#### Records shown

PR #3988, opened 2015-04-07
Fix UnboundLocalError in cms_tags

stefanw:
`content` is used in line 311 without being defined first.


yakky:
@stefanw thanks for this!

PR #3998, opened 2015-04-08
Fixes #3978 -- user documentation

### LINKED ISSUE #3978: Documentation: User tutorial - publish a page: suggestion for improvement
I just checked out your user tutorial (to see if it contains something which should be linked from our own translators' guide).
Here (http://docs.django-cms.org/en/support-3.0.x/user/tutorial/publish_page.html) I read that 
'only you can see it.' (the draft). In my experience, this is not correct, as drafts are not saved per editor.
So I think it should maybe better be something like 'only people with permission to edit the page can see it'. Else an editor may believe that he/she is *really* the only person who can see a specific draft ;)

Another little improvement suggestion: Maybe the actual number for 'Description is restricted by the number of characters the search engines actually use to show content.' could be added here: http://docs.django-cms.org/en/support-3.0.x/user/reference/page_admin.html ? (For people who copy-paste text there and then hit the limit... I already did ;) )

########

Work to complete: Look over the records above, and wherever a line contains the string "draft", copy that line.

Exercise response:
'only you can see it.' (the draft). In my experience, this is not correct, as drafts are not saved per editor.
So I think it should maybe better be something like 'only people with permission to edit the page can see it'. Else an editor may believe that he/she is *really* the only person who can see a specific draft ;)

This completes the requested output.